We study the problem of private distribution learning with access to public data. In this setup, which we refer to as public-private learning, the learner is given public and private samples drawn from an unknown distribution $p$ belonging to a class $\mathcal Q$, with the goal of outputting an estimate of $p$ while adhering to privacy constraints (here, pure differential privacy) only with respect to the private samples. We show that the public-private learnability of a class $\mathcal Q$ is connected to the existence of a sample compression scheme for $\mathcal Q$, as well as to an intermediate notion we refer to as list learning. Leveraging this connection: (1) approximately recovers previous results on Gaussians over $\mathbb R^d$; and (2) leads to new ones, including sample complexity upper bounds for arbitrary $k$-mixtures of Gaussians over $\mathbb R^d$, results for agnostic and distribution-shift resistant learners, as well as closure properties for public-private learnability under taking mixtures and products of distributions. Finally, via the connection to list learning, we show that for Gaussians in $\mathbb R^d$, at least $d$ public samples are necessary for private learnability, which is close to the known upper bound of $d+1$ public samples.
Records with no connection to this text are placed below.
PR #3317, opened 2025-10-26
resumable: clarify greater offset

### LINKED ISSUE #3268: RESUMABLE: What happens when a POST request is made for an already-created incomplete resource?
My use-case is that a given user can only make one resource with a given checksum. This checksum is provided in the Repr-Digest header in the initial request and validated on upload completion. The resource URI itself is not a checksum, but a UUID. Once the client has created the resource with the initial POST request, it should either complete it (possibly in multiple parts) or cancel it. Once cancelled, the user is allowed to create a new resource with a different UUID for the same checksum.

The spec is clear enough that a complete resource should not be modified and provides a response to use for this case. However, what should happen if the client creates this resource without completing it, then tries to create it again?
* Should it be rejected with a 400 code?
* Should it cause the incomplete resource to be invalidated?
* Should it include a Location header to direct it to the existing resource?
* Should it truncate the existing resource and start over?

Given the client needs to know the resource in order to resume or cancel it in this case, I think it makes sense to include the Location header with an error status code to allow them to take further action, possibly also including the Upload-Offset.

mertalev:
Resolves #3268, making it more explicit that the resource offset is allowed to be greater than what the client sent in its current upload. It also consolidates the rejection behavior for lesser and greater offsets.

### DIFF
--- a/draft-ietf-httpbis-resumable-upload.md
+++ b/draft-ietf-httpbis-resumable-upload.md
@@ -992,6 +992,12 @@ Reference:
 # Changes
 {:removeinrfc="true"}
 
+## Since draft-ietf-httpbis-resumable-upload-11
+{:numbered="false"}
+
+* Clear up different responsibilities of server and upload resource.
+* Relax recommendations on client handling greater offsets.
+
 ## Since draft-ietf-httpbis-resumable-upload-10
 {:numbered="false"}
 


Acconut:
Thank you proposing this text. However, I think that this paragraph is a bit too ambiguous about how clients react to suddenly increasing offsets? Are they expected to follow the offset (i.e. MUST)? Are they recommended to do so (i.e. SHOULD)? Can they decide what to do?

The current text allows clients to abort of offset jumps, but doesn't require this behavior. A client that follows offset jumps would still be compliant with the current text. From that perspective it seems like this PR doesn't change much in the end yet.

draft-ietf-httpbis-resumable-upload.md
```diff
@@ -502,7 +502,7 @@ HTTP/1.1 405 Method Not Allowed
...
+The offset can be less than or equal to the total length of the representation data. If the offset is valid and greater than the number of bytes the client has already sent during this upload, which can indicate that other upload sessions have successfully appended to the resource, the client MUST seek to the provided offset of the representation data before continuing the upload. The client is expected to handle backtracking of a reasonable length. If the offset is invalid for this upload, or if the client cannot reproduce the representation data at the received offset, the upload MUST be considered a failure. The client then MUST NOT continue the upload and SHOULD cancel the upload ({{upload-cancellation}}).
```
Acconut: I think we can lose a few more words from this paragraph now that clients can't make any assumption about the relation between the offset and the bytes sent. This should also help with not being too restrictive. 

```suggestion
The offset can be less than or equal to the number of bytes of representation data that the client has already sent. The client is expected to handle backtracking of a reasonable length. On the other hand, the offset can be greater than the amount of sent representation data if the upload resource obtained additional representation data on behalf of the client. If the client is not able to provide the representation data at the given offset, the upload MUST be considered a failure. The client then MUST NOT continue the upload and SHOULD cancel the upload ({{upload-cancellation}}).
```

What do you think, @guoye-zhang?

guoye-zhang: Looks good, yes

mertalev: Looks good to me too!

Acconut (approved):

翻译：我们研究了在可获取公共数据条件下的私有分布学习问题。在这一被称为“公共-私有学习”的设定中，学习器可获取从属于类别$\mathcal Q$的未知分布$p$中抽取的公共样本和私有样本，其目标是在仅对私有样本遵守隐私约束（此处为纯差分隐私）的前提下，输出对$p$的估计。我们证明，类别$\mathcal Q$的公共-私有可学习性与其样本压缩方案的存在性，以及我们称之为列表学习的中间概念相关联。利用这一关联：(1) 可近似复现先前关于$\mathbb R^d$上高斯分布的结果；(2) 可推导出新结果，包括$\mathbb R^d$上任意$k$混合高斯分布的样本复杂度上界、针对不可知学习器和分布偏移鲁棒学习器的结果，以及公共-私有学习性在分布混合与乘积运算下的封闭性质。最后，通过列表学习的关联，我们证明对于$\mathbb R^d$中的高斯分布，实现私有可学习性至少需要$d$个公共样本，这一下界接近已知的$d+1$个公共样本的上界。